The problem in this discussion (and really from the launch of 3E, and maybe even 2E) is that apparently some people have a rather constricted view of what D&D can do, should do, can do well, has done well, most people have so used it, etc. (This is the root of the mistaken, "if you had played it in the old days, you wouldn't believe X" comments.) Others have wider views. Furthermore, those with the wider views are not always consistent with each other, or equally wide. It is quite clear that some of those with the more narrow views *do not believe those of us with the wider views*. They think we are mistaken, lying, remembering D&D through rose-colored memories, caught up in nostalgia, changed preferenes without realizing it, etc. I think they are provincial--with all the flaws and charms that entails.  It brings to mind Tolkiens' comments to his critics in that later edition of LotR. 

It's also true that if you drew a Venn diagram of what each edition did well, and then what it did adequately, and then what it did relatively poorly ... you'd have an unholy mess of a diagram, but I digress.  Those differences in results are differences in the various systems. It would, however, take a Venn diagram (or maybe several) to do such a comparison justice. There is a line drawn through the editions, where one can roughly trace the evolution of the game, but it is a line drawn by a sidewinder rattlesnake crawling through snow after pulling a 72 hour shift, while hopped up on LSD. You can follow it, but it doesn't always go anywhere consistent. 

This is why I can, for example, make a comparison between 4E and BECMI and be perfectly serious. For others, this will sound like I'm saying that an apple and a truck are alike because they both happen to be red. There are parts of BECMI that I took advantage of, not least because of my preferences in fantasy stories, that are not something that everyone appreciates. 

And through it all lurks the dispute on the importance or lack thereof of immersion. There just really is no getting around that, anymore than we could conduct trade between the various English-speaking nations while pretending there was not difference in currency. If acknowledged, it can be coped with, but it has to be acknowledged, from both sides, for there to be clear results. So far, that has not happened.


----------



## Lanefan (Apr 22, 2012)

Hussar said:


> I know that the biggest shift in play for me, going from 2e to 3e, is spending a fraction of the time in arguments.  It was a regular thing for the game to come to a screeching halt in 2e IME.  Something came up virtually every session.  In 3e, the issues because much, much more corner case and came up once in a while, if at all.
> 
> This was one of the best improvements 3e brought to the game.  I finally got a ruleset that worked out of the box.  I've been a 3e proponent far, far longer than I've liked the 4e ruleset and there's a bunch of reasons for that.  But, the biggest reason is that the 3e system defines in very concrete terms how things are supposed to work.

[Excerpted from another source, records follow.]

PR #820, opened 2026-08-24
docs: document runnable DB-free fast tests

### LINKED ISSUE #480: docs(claude): carve out the runnable DB-free fast suite from the no-run-tests note
## What

Refine the `make lint` / `make test` / `make pre-commit` note in `CLAUDE.md` (Commands section). It currently says sandbox restrictions prevent Claude from running tests and to "never attempt to run them yourself" — but that's only true for the `make` / Docker / Postgres targets. The **DB-free fast suite runs directly** via `.tox/fast/bin/pytest <file>` (when the `.tox/fast` env is already built), which lets the agent do a real RED→GREEN TDD cycle for non-DB units.

## Why

The blanket "never run tests yourself" led to authoring tests + implementation in the same step and declaring green without ever observing the test fail — i.e. skipping the RED step that makes TDD real. Carving out the runnable fast suite restores genuine TDD (write test → run → confirm it fails for the right reason → implement → green) for DB-free units like `topic_flow/` (renderer, AnswerStore, deadlines, artifacts).

## Definition of done

- [x] Update the note to distinguish: **can't** run `make` / Docker / Postgres-marked targets; **can** run DB-free fast tests directly via `.tox/fast/bin/pytest <path>` (when `.tox/fast` exists) for the RED→GREEN cycle
- [x] State that Postgres-marked / view tests still need `make test` / Docker (Mitch runs those)
- [x] Preserve the existing guidance: Mitch runs the full lint/test workflow; a single post-commit mention, no re-prompting
- [x] Keep it consistent with the global CLAUDE.md TDD/mutation testing practice

HarperZ9:
## What changed

- distinguish Docker and Postgres-backed `make` targets from the runnable DB-free fast suite
- document `.tox/fast/bin/pytest <path>` for a focused RED to GREEN cycle when the environment already exists
- clarify that the fast marker filter can still select unmarked tests that use Django's database

Closes #480

## Test plan

- [x] `uv run pre-commit run --all-files`
- [x] `uv run pre-commit run prettier --files CLAUDE.md`
- [x] `uv run pre-commit run --files CLAUDE.md` after the requested-change patch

Difference in style, perhaps; as when I jumped from playing 1e to 3e I found 3e to be bogged down in rules, while at the same time various things (Illusions, I'm looking at you and failing my save) had been so reduced as to be - well, not completely useless, but nowhere near as much fun.

That, and taking away bouncing lightning bolts, expanding fireballs, etc. - the risk was removed in favour of nice simple rules. (caveat: 2e may be to blame for some of these changes, but I first saw them in 3e)

Yet there were still arguments, I'd say just as many as in 1e.  Only difference was they were arguments about rules interactions rather than arguments about what the rules should be; and I prefer the latter because out of those arguments you and your table slowly build your own game rather than just quibble about what someone else built.

Lanefan


----------



## Sunseeker (Apr 22, 2012)

Lanefan said:


> Difference in style, perhaps; as when I jumped from playing 1e to 3e I found 3e to be bogged down in rules, while at the same time various things (Illusions, I'm looking at you and failing my save) had been so reduced as to be - well, not completely useless, but nowhere near as much fun.
> 
> That, and taking away bouncing lightning bolts, expanding fireballs, etc. - the risk was removed in favour of nice simple rules. (caveat: 2e may be to blame for some of these changes, but I first saw them in 3e)
> 
> ...




Personally I've found arguments about rules highly situational.  In one game I played in which almost everyone was VERY well versed on the rules, there were rarely arguments about how A interacted with B.  There were some creative discussions on how A or B should be interpreted though, even in a rules-heavy system(3e and 4e).  Other games tended to have more rules arguments when there was only one rules lawyer, and often because that guy had a different idea of how A interacted with B than the DM.

Some tables with very low rules familiarity didn't have arguments because _nobody_ at the table knew well enough, so we usually just made something up on the fly.

I don't think systems are prone to generating arguments so much as the people at the table are.  Some people are just argumentative.  Some aren't.


----------



## Zireael (Apr 22, 2012)

> > The  way I've seen D&D narrated before 4E, each individual hit point has  been a mix--some physical state, some defensive skill, some luck, some  divine favor, and so forth. But that means _every hit point incorporates an element of physical state_. If you lose a hit point, you take a wound.
> 
> 
> 
> That may be how some prefer to narrate that, but as far as I know, none of that has ever been established by any rules.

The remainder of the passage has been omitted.